Она застонала как та маленькая девочка, которая собирала фантики от конфет. Никита долго смотрел на длинные ресницы, на острый нос, на бесцветные губы. Она была без сознания, от неё пахло то ли травами, то ли спиртом. Неужели напилась и… что? Попыталась самоубиться о его машину? Но откуда она знала, где он будет проезжать? Их столкнула сама судьба, не иначе.
Никита уложил её на заднее сидение, непрерывно ругаясь: на самоубийцу-Сашу, на злодейку-судьбу и на себя-идиота. Сел за руль и поехал.
Дома он укутал нежданную находку в одеяло, не сняв с неё одежды. Вроде жива, дышит, на щеках появился румянец. Только он хотел коснуться Сашиного лба, как она открыла глаза. Так неожиданно, что Никита отпрянул. Саша попыталась выпутаться из одеяльного кокона, но не смогла. Посмотрела затравленно и зло.
— Что ты делаешь?! — прошипела, отползая на край дивана.
— Как ты? — Никита все-таки дотянулся до её лба, но Саша ударила его по ладони.
— Ты меня похитил?! Опять?! Ты спятил?! Где ты меня нашел?!

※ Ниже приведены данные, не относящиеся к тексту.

PR #158, opened 2018-06-27
Feature/42 space

joesnellpdx:
- add space stack classes with helpers function in scss
- add space stack mixin to output margins with tokens


library/styles/mixins/spacing.scss
```diff
@@ -0,0 +1,14 @@
+/// Spacestack Mixin
+/// @example @include spacestack( 4, left );
+/// @output margin: 0 0 0 32px;
+/// @param {int} $size [2] - Spirit size multiplier
+/// @param {string} $side [left] - Side of margin
+@mixin spacestack($size: 2, $side: bottom) {
```
jamesmelzer: "spacestack" is a misleading name when the space can be on any side.

library/styles/mixins/spacing.scss
```diff
@@ -0,0 +1,14 @@
...
+  $margin: $size * $spirit-space-inset-1-x;
+
+  @if $side == left {
```
jamesmelzer: The helper class use the name "right" but this uses the name "left", yet they provide the same 0 0 0 X space. 

Best guess: left-aligned content is much more frequent, so if I had to pick one, I'd use `inline-left` which pads the right side (0 X 0 0).
Or, support both and throw in a comment to avoid confusion.

library/components/button/button.scss
```diff
@@ -8,6 +8,7 @@ $spirit-button-transition-timing-function: ease-out;
 // Spririt Button - Default
 .spirit-button {
   @include box-sizing(border-box);
```
kevinmpowell: Not related to this pr, but namespace this mixin `spirit-box-sizing`
* [ ] Namespace box sizing mixin

library/styles/spirit.scss
```diff
@@ -1,4 +1,8 @@
-@import '../tokens/tokens';
+@import '../tokens/tokens'; 
+
+@import 'mixins/mixins-control';
```
kevinmpowell: Drop the `mixins-control` and `helpers-control` files. And directly `@import` the additional scss files into this base file. I don't think we need to be overly modular with our `@import`'s right now, and `mixins-control` and `helpers-control` are obscuring relatively straightforward `@import`'s.

* [ ] Remove `mixins-control` and `helpers-control` files and directly `@import` files into `spirit.scss`

library/components/button/button.scss
```diff
@@ -8,6 +8,7 @@ $spirit-button-transition-timing-function: ease-out;
...
+  @include setspace();
```
kevinmpowell: Components shouldn't have any opinions about outside space by default. Remove this from `button.scss`

* [ ] Remove stack space definition from `button.scss`

library/styles/mixins/spacing.scss
```diff
@@ -0,0 +1,17 @@
+/// setspace Mixin
```
kevinmpowell: We don't need this mixin. The stack, inline-left, and inline-right tokens are already defined to correctly set all of these values. We should just use those tokens directly:
`margin: $spirit-space-stack-1-x; // margin: 0 0 8px 0;`
`margin: $spirit-inline-left-1-x: // margin: 0 8px 0 0;`
`margin: $spirit-inline-right-1-x; // margin: 0 0 0 8px`;  

* [ ] Delete `spacing.scss` file - use tokens directly

library/styles/helpers/spacing.scss
```diff
@@ -0,0 +1,47 @@
+
+// Create Space Stack classes using tokens.scss
+
+$spacestack: (
```
kevinmpowell: We already have stack tokens we can leverage for this, and the `tokens.scss` file contains an (undocumented) scss map getter for tokens. Here's a simplified version of this helper class generator:
```
@import '../tokens/tokens';

$spirit-stack-tokens: spirit-token('space', 'stack');
@each $variable, $value in $spirit-stack-tokens {
  .spirit-space--stack-#{$variable} {
    margin: $value;
  }
}

$spirit-inline-left-tokens: spirit-token('space', 'inline-left');
@each $variable, $value in $spirit-inline-left-tokens {
  .spirit-space--inline-left-#{$variable} {
    margin: $value;
  }
}


$spirit-inline-right-tokens: spirit-token('space', 'inline-right');
@each $variable, $value in $spirit-inline-right-tokens {
  .spirit-space--inline-right-#{$variable} {
    margin: $value;
  }
}
```

* [ ] Refactor space helper class generation using built-in token scss map getter.

library/styles/helpers/spacing.scss
```diff
@@ -0,0 +1,47 @@
+
```
kevinmpowell: Since we won't be using these utility classes internally within the library (we'll use the tokens directly instead) let's move this outside of the compilation path for the rest of the library. Let's put this in a peer file to `/styles/spirit.scss` called `/styles/spirit-helper-classes.scss`
That will compile to a separate `spirit-helper-classes.css` file which we can add documentation and usage guidelines around.

* [ ] Move helper class generation to a separate file outside of the `spirit.scss` main library styles

kevinmpowell: Conferred with @patrickmckowen during standup. We agreed to keep this as an `@import` statement in the main `spirit.scss` file for now.

joesnellpdx: @kevinmpowell 

Updates made.

Merging develop into branch and resolving conflicts ( stated below ) results in compiling issues. Issues with compiling should be fixed in develop before resolving merge conflicts here.

joesnellpdx: @kevinmpowell Requested changes addressed. Please confirm.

Она всё-таки выбралась наружу и накинулась на Никиту с кулаками. Пришлось схватить запястья и заломить руки за спину. Не больно, но так, чтобы не причинила вреда ни себе, ни ему. Саша лягалась и даже порывалась укусить Никиту. Он, перекрикивая её угрозы, объяснялся. Получилось не слишком правдоподобно: будто Никита сам преследовал эту ненормальную. Но Саша ему поверила (или сделала вид).
Она выдохлась, обмякла и упала на подкошенных ногах обратно на одеяло.
— Отвези меня домой, — и добавила с мстительностью: — К Егору.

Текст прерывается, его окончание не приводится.